DIRECTIONS: Go through the entries below and pick out every line with "site".

[Collected data]
★ ★ ★ ★
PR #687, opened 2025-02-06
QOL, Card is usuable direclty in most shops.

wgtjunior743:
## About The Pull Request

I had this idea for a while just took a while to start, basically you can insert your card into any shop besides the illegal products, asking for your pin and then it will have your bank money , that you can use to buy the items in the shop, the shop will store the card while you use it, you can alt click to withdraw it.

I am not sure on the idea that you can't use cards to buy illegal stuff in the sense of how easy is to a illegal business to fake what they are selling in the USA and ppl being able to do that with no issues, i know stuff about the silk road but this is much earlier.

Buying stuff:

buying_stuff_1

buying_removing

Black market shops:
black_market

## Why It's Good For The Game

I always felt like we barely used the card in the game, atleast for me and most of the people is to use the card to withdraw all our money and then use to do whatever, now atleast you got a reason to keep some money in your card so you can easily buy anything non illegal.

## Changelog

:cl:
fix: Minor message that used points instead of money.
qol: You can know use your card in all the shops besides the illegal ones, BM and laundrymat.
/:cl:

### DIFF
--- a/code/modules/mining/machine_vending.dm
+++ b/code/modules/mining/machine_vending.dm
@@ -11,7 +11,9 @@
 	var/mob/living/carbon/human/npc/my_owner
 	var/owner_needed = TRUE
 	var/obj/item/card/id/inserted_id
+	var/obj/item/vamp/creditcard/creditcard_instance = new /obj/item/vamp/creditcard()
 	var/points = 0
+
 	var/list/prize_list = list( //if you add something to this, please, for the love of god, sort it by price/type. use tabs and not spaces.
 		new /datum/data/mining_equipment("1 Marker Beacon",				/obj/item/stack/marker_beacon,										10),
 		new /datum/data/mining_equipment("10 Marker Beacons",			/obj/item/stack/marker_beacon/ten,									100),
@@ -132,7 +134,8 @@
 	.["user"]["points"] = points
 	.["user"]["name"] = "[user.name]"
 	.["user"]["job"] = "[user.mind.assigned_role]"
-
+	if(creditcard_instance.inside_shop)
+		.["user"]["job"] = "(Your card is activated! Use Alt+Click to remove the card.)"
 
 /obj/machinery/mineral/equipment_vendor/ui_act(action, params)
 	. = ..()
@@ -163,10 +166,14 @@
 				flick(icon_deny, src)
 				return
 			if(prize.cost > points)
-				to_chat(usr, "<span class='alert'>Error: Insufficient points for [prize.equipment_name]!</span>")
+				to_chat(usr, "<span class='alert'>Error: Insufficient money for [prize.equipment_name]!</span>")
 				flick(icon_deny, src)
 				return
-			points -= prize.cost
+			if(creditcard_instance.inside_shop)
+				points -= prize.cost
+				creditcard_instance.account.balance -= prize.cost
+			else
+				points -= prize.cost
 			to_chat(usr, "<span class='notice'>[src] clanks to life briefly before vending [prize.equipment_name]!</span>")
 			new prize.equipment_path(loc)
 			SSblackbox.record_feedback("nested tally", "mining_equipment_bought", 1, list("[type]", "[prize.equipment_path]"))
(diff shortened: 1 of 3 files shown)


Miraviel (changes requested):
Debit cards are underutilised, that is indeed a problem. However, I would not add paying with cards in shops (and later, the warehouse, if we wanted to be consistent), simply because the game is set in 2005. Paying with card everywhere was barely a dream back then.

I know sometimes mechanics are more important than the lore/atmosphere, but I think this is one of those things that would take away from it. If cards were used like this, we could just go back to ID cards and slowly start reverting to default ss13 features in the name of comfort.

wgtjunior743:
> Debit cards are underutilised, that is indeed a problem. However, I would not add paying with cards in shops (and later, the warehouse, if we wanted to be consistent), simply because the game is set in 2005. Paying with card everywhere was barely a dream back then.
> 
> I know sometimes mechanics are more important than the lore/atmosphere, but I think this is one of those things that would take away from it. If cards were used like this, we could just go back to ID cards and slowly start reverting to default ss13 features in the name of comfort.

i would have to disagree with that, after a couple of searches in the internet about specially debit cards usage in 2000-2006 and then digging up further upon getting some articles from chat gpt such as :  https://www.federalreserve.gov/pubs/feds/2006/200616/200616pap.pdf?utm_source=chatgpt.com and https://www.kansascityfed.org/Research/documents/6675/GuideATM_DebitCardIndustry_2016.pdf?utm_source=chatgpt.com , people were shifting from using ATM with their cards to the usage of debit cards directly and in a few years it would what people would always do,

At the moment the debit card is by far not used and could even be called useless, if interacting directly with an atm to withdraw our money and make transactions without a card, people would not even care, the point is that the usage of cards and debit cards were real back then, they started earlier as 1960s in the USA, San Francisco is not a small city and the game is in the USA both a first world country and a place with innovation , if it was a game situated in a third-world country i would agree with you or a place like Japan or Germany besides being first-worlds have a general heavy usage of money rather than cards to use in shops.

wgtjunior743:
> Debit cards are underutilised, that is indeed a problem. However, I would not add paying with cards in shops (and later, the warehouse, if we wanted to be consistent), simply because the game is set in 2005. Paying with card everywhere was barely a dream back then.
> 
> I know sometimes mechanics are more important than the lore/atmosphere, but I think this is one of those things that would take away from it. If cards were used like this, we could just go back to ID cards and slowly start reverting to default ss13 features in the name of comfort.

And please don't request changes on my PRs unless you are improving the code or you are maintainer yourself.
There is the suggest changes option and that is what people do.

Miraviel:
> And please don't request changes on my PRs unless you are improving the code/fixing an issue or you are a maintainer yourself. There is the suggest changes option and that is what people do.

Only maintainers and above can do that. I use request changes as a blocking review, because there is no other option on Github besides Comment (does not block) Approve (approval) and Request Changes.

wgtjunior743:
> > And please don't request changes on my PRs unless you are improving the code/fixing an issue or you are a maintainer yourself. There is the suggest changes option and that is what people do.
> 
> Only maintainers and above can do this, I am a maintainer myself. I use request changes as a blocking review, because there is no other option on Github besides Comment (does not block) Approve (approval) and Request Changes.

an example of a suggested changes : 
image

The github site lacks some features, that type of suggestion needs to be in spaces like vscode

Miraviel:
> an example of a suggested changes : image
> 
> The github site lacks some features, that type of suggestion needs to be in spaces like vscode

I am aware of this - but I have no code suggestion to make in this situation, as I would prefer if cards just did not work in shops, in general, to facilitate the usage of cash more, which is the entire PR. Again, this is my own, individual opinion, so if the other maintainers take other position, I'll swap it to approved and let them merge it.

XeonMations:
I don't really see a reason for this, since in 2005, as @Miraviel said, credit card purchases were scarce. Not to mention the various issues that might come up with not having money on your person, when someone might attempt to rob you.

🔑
★ ★ ★ ★
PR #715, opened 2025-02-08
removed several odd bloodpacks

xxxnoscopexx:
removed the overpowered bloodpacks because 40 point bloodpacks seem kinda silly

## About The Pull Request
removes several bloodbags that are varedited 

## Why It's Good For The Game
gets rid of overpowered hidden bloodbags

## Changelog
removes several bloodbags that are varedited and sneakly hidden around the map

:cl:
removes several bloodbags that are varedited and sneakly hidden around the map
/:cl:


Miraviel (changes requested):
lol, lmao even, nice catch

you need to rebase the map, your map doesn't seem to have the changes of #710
★ ★ ★ ★
RESPONSE FOR THIS EXERCISE:
The github site lacks some features, that type of suggestion needs to be in spaces like vscode
> The github site lacks some features, that type of suggestion needs to be in spaces like vscode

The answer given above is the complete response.